Two shiny, new and delightfully unpatched Mac systems were sitting ducks at the CanSecWest security conference on April 19, while top-notch hackers were clustered in hotel rooms, frantically trying to remotely pwn the systems before the show organizers had a chance to apply 25 patches Apple released on the same day.
Apple released the security patches for Mac OS X and then made a beeline to the phone to inform the organizers of CanSecWest, where, as Apple was well aware, a “pwn-2-own” contest was ongoing.
To the dismay of conference hackers, CanSecWest organizers beat them to the punch, patching the systems before they were pwned.
(Pwn is a slang term; Wikipedia defines it thus: “…’to compromise’ or ‘to control’, specifically another computer [server or PC], web site, gateway device, or application; it is synonymous with one of the definitions of hacking.

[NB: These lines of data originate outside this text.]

PR #4497, opened 2020-09-18
Add toggle to stop releasing cyclics at the end of combat

Hiinky:
While most cyclics are dangerous, some are not such as necro SO mitigation, empath cylics, bard buffs, etc.  This allows a toggle to forego that release.  This is a frequently asked question and there is much grumbling over being told to recast before moving.

### DIFF
--- a/combat-trainer.lic
+++ b/combat-trainer.lic
@@ -30,6 +30,8 @@ class SetupProcess
     echo("  @cycle_regalia: #{@cycle_regalia}") if $debug_mode_ct
     @default_armor = settings.default_armor_type
     echo("  @default_armor: #{@default_armor}") if $debug_mode_ct
+    @release_cyclic = settings.release_combat_cyclic
+   echo("  @release_cyclic: #{@release_cyclic}") if $debug_mode_ct 
 
     @gearsets = settings.gear_sets
     @warhorn = settings.warhorn
@@ -3889,7 +3891,7 @@ class GameState
 end
 
 before_dying do
-  DRCA.release_cyclics unless get_settings.do_not_release_combat_cyclic
+  DRCA.release_cyclics unless @release_cyclic
   DRCA.shatter_regalia?
   fput('close fissure') if DRStats.warrior_mage? && DRRoom.room_objs.any? { |x| /fissure/ =~x }
   Flags.delete('using-corpse')
--- a/combat-trainer.lic
+++ b/combat-trainer.lic
@@ -3889,7 +3889,7 @@ class GameState
 end
 
 before_dying do
-  DRCA.release_cyclics
+  DRCA.release_cyclics unless get_settings.do_not_release_combat_cyclic
   DRCA.shatter_regalia?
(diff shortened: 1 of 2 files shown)


profiles/base.yaml
```diff
@@ -123,6 +123,10 @@ offensive_spells:
 # offensive_spell_cycle is a list of offensive_spells names in the order you want to cast them.  Most useful if you have multiple TM or DEBIL spells to cast
 offensive_spell_cycle:
 # list of actions to take while aiming when stealth still needs to be trained
+
+# toggle to not release cyclic spells at the end of combat.  USE WITH CAUTION as most combat cyclics will get you arrested in a hurry.
+do_not_release_combat_cyclic: false
```
KatoakDR, line 128: @Hiinky I often get confused with the double negatives with toggles/flags. Thoughts on renaming this to `release_combat_cyclic` where `true` means yes, release it after combat, and `false` means no, don't release it.

Then `DRCA.release_cyclics unless get_settings.do_not_release_combat_cyclic` would become `DRCA.release_cyclics if get_settings.release_combat_cyclic`

combat-trainer.lic
```diff
@@ -3889,7 +3889,7 @@ class GameState
 end
 
 before_dying do
-  DRCA.release_cyclics
+  DRCA.release_cyclics unless get_settings.do_not_release_combat_cyclic
```
rpherbig, line 3892: I'm not a fan of using `get_settings` in `before_dying`, especially for `combat-trainer` which people often override with sub-YAMLs. Could we initialize a global during setup?

profiles/base.yaml
rpherbig: I also like this idea

rpherbig:
No further comments ✔️

Hiinky:
Updated - should be ready.

combat-trainer.lic
```diff
@@ -3889,7 +3891,7 @@ class GameState
 end
 
 before_dying do
-  DRCA.release_cyclics
+  DRCA.release_cyclics unless @release_cyclic
```
rpherbig, line 3894: This is an instance var and used outside of a class - I wouldn't have expected this to work. Did you test to make sure this change works as expected?

jayRyan24: I think maybe the best course is to move this to the cleanup process, as a whole. This entire thing. Know what I mean? As it stands now, it's a bit wonky to do things like this without doing things like get_settings for a single setting, etc. I could see an accessor being made for it, but I am not sure how the before_dying is handled within the scripts before the instance is deleted, etc. Does that make sense?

An outside party who has ‘owned’ or ‘pwned’ a system has obtained unauthorized administrative control of the system.” Wikipedia notes that the term is used primarily in the gaming culture, where it is sometimes used for taunting enemies and rubbing in victories; Wikipedia fails to note, however, that the same gleeful needling is employed in hacking circles.)
Winners of the pwn-2-own contest take home either a 2.3Ghz 15″ Macbook Pro, for which they have to gain remote access as a default user, or a 2.3Ghz 17″ Macbook Pro if they remotely gain administrative rights and dig out a file at root level. As HD Moore and other famed hackers noted, however, the value of the systems isn’t near what a hacker could get by selling a Mac zero-day vulnerability. Therefore, a representative from TippingPoint announced on Thursday that the jackpot had been sweetened by a cash award of $10,000.